→ **GIVEN RECORDS**:
──────

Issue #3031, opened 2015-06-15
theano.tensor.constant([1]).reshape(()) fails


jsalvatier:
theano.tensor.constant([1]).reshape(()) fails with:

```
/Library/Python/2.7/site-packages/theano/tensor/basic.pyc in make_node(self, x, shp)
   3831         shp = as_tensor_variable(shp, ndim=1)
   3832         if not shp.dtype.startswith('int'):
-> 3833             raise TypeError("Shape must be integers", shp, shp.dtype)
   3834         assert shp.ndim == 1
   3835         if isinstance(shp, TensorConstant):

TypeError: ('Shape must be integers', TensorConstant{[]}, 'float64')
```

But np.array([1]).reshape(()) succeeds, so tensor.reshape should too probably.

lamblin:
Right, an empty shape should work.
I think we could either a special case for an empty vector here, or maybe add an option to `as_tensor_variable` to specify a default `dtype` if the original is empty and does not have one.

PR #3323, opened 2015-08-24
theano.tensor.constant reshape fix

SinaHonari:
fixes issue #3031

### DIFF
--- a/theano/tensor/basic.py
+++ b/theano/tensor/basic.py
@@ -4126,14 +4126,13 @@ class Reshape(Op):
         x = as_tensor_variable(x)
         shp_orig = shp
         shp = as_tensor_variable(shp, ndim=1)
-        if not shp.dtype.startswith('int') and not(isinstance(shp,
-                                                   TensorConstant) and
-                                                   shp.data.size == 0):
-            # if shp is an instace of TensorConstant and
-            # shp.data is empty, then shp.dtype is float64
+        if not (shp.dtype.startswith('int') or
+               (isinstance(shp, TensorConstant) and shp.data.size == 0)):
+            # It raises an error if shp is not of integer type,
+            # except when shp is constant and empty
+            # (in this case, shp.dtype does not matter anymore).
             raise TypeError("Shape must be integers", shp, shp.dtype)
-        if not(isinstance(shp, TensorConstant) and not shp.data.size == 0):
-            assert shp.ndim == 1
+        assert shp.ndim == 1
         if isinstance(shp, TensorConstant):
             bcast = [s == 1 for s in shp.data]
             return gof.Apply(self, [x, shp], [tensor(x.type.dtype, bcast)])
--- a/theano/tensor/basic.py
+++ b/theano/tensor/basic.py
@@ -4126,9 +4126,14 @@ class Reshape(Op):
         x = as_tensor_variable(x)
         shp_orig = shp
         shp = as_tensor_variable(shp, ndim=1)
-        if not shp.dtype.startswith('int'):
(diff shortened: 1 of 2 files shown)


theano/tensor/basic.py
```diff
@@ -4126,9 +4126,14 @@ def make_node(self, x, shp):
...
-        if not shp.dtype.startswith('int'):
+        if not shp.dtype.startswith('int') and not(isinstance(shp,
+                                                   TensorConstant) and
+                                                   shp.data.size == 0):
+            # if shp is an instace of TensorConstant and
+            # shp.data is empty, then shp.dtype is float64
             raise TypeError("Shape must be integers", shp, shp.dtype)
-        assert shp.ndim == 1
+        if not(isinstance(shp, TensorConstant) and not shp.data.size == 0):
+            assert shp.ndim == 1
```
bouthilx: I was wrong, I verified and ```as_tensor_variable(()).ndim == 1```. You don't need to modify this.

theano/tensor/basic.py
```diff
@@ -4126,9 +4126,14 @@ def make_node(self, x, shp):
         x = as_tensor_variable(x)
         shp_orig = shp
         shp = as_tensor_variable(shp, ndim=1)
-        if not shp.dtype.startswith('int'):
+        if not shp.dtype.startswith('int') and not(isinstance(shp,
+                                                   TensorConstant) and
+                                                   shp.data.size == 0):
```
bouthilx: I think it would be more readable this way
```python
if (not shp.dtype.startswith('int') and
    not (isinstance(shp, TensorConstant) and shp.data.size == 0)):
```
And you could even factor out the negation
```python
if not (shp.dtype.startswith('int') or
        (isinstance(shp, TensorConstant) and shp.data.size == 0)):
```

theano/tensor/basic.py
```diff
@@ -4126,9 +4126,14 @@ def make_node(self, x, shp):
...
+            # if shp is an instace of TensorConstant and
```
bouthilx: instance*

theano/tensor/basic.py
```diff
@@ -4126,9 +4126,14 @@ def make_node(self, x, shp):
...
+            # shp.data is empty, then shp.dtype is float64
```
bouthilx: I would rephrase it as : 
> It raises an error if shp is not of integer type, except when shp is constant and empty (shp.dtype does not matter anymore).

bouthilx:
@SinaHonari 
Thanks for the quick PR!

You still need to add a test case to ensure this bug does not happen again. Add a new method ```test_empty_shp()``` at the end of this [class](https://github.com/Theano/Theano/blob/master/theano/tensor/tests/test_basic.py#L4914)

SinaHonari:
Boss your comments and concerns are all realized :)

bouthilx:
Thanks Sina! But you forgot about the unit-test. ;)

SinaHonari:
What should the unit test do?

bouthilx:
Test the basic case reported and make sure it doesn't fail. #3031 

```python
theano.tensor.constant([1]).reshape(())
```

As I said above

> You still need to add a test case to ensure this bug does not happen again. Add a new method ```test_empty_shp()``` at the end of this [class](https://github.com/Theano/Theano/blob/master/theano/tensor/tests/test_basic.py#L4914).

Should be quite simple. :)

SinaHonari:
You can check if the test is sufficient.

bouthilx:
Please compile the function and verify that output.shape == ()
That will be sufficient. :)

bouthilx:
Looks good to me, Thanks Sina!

──────

→ **WORK INSTRUCTIONS**: Retype each of the records, word for word, with nothing added or dropped.

→ **RESULT OF THE EXERCISE**:
Issue #3031, opened 2015-06-15
theano.tensor.constant([1]).reshape(()) fails


jsalvatier:
theano.tensor.constant([1]).reshape(()) fails with:

```
/Library/Python/2.7/site-packages/theano/tensor/basic.pyc in make_node(self, x, shp)
   3831         shp = as_tensor_variable(shp, ndim=1)
   3832         if not shp.dtype.startswith('int'):
-> 3833             raise TypeError("Shape must be integers", shp, shp.dtype)
   3834         assert shp.ndim == 1
   3835         if isinstance(shp, TensorConstant):

TypeError: ('Shape must be integers', TensorConstant{[]}, 'float64')
```

But np.array([1]).reshape(()) succeeds, so tensor.reshape should too probably.

lamblin:
Right, an empty shape should work.
I think we could either a special case for an empty vector here, or maybe add an option to `as_tensor_variable` to specify a default `dtype` if the original is empty and does not have one.

PR #3323, opened 2015-08-24
theano.tensor.constant reshape fix

SinaHonari:
fixes issue #3031

### DIFF
--- a/theano/tensor/basic.py
+++ b/theano/tensor/basic.py
@@ -4126,14 +4126,13 @@ class Reshape(Op):
         x = as_tensor_variable(x)
         shp_orig = shp
         shp = as_tensor_variable(shp, ndim=1)
-        if not shp.dtype.startswith('int') and not(isinstance(shp,
-                                                   TensorConstant) and
-                                                   shp.data.size == 0):
-            # if shp is an instace of TensorConstant and
-            # shp.data is empty, then shp.dtype is float64
+        if not (shp.dtype.startswith('int') or
+               (isinstance(shp, TensorConstant) and shp.data.size == 0)):
+            # It raises an error if shp is not of integer type,
+            # except when shp is constant and empty
+            # (in this case, shp.dtype does not matter anymore).
             raise TypeError("Shape must be integers", shp, shp.dtype)
-        if not(isinstance(shp, TensorConstant) and not shp.data.size == 0):
-            assert shp.ndim == 1
+        assert shp.ndim == 1
         if isinstance(shp, TensorConstant):
             bcast = [s == 1 for s in shp.data]
             return gof.Apply(self, [x, shp], [tensor(x.type.dtype, bcast)])
--- a/theano/tensor/basic.py
+++ b/theano/tensor/basic.py
@@ -4126,9 +4126,14 @@ class Reshape(Op):
         x = as_tensor_variable(x)
         shp_orig = shp
         shp = as_tensor_variable(shp, ndim=1)
-        if not shp.dtype.startswith('int'):
(diff shortened: 1 of 2 files shown)


theano/tensor/basic.py
```diff
@@ -4126,9 +4126,14 @@ def make_node(self, x, shp):
...
-        if not shp.dtype.startswith('int'):
+        if not shp.dtype.startswith('int') and not(isinstance(shp,
+                                                   TensorConstant) and
+                                                   shp.data.size == 0):
+            # if shp is an instace of TensorConstant and
+            # shp.data is empty, then shp.dtype is float64
             raise TypeError("Shape must be integers", shp, shp.dtype)
-        assert shp.ndim == 1
+        if not(isinstance(shp, TensorConstant) and not shp.data.size == 0):
+            assert shp.ndim == 1
```
bouthilx: I was wrong, I verified and ```as_tensor_variable(()).ndim == 1```. You don't need to modify this.

theano/tensor/basic.py
```diff
@@ -4126,9 +4126,14 @@ def make_node(self, x, shp):
         x = as_tensor_variable(x)
         shp_orig = shp
         shp = as_tensor_variable(shp, ndim=1)
-        if not shp.dtype.startswith('int'):
+        if not shp.dtype.startswith('int') and not(isinstance(shp,
+                                                   TensorConstant) and
+                                                   shp.data.size == 0):
```
bouthilx: I think it would be more readable this way
```python
if (not shp.dtype.startswith('int') and
    not (isinstance(shp, TensorConstant) and shp.data.size == 0)):
```
And you could even factor out the negation
```python
if not (shp.dtype.startswith('int') or
        (isinstance(shp, TensorConstant) and shp.data.size == 0)):
```

theano/tensor/basic.py
```diff
@@ -4126,9 +4126,14 @@ def make_node(self, x, shp):
...
+            # if shp is an instace of TensorConstant and
```
bouthilx: instance*

theano/tensor/basic.py
```diff
@@ -4126,9 +4126,14 @@ def make_node(self, x, shp):
...
+            # shp.data is empty, then shp.dtype is float64
```
bouthilx: I would rephrase it as : 
> It raises an error if shp is not of integer type, except when shp is constant and empty (shp.dtype does not matter anymore).

bouthilx:
@SinaHonari 
Thanks for the quick PR!

You still need to add a test case to ensure this bug does not happen again. Add a new method ```test_empty_shp()``` at the end of this [class](https://github.com/Theano/Theano/blob/master/theano/tensor/tests/test_basic.py#L4914)

SinaHonari:
Boss your comments and concerns are all realized :)

bouthilx:
Thanks Sina! But you forgot about the unit-test. ;)

SinaHonari:
What should the unit test do?

bouthilx:
Test the basic case reported and make sure it doesn't fail. #3031 

```python
theano.tensor.constant([1]).reshape(())
```

As I said above

> You still need to add a test case to ensure this bug does not happen again. Add a new method ```test_empty_shp()``` at the end of this [class](https://github.com/Theano/Theano/blob/master/theano/tensor/tests/test_basic.py#L4914).

Should be quite simple. :)

SinaHonari:
You can check if the test is sufficient.

bouthilx:
Please compile the function and verify that output.shape == ()
That will be sufficient. :)

bouthilx:
Looks good to me, Thanks Sina!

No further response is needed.